-- Entries provided follows --

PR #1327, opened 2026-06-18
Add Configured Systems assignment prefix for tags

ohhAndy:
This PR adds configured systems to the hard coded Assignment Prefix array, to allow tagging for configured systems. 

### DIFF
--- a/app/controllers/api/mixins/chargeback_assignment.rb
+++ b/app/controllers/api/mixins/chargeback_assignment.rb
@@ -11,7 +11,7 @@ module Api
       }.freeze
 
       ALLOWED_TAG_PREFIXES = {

-- Entries provided concluded --

> _Exercise details_
Your task is to copy each line of the data above that holds "mixins".

> _Response area_
--- a/app/controllers/api/mixins/chargeback_assignment.rb
+++ b/app/controllers/api/mixins/chargeback_assignment.rb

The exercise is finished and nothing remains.